## Aim of the exercise
When you write out the material, keep every line exactly as it is.

## Source material
PR #14867, opened 2016-07-04
fix($resource): append extra params even if `Object.prototype` has properties with the same name

### LINKED ISSUE #14866: $resource v1.5.6 on Firefox-only: does not pass "watch" query string parameter for GET URLs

## Response
PR #14867, opened 2016-07-04
fix($resource): append extra params even if `Object.prototype` has properties with the same name

### LINKED ISSUE #14866: $resource v1.5.6 on Firefox-only: does not pass "watch" query string parameter for GET URLs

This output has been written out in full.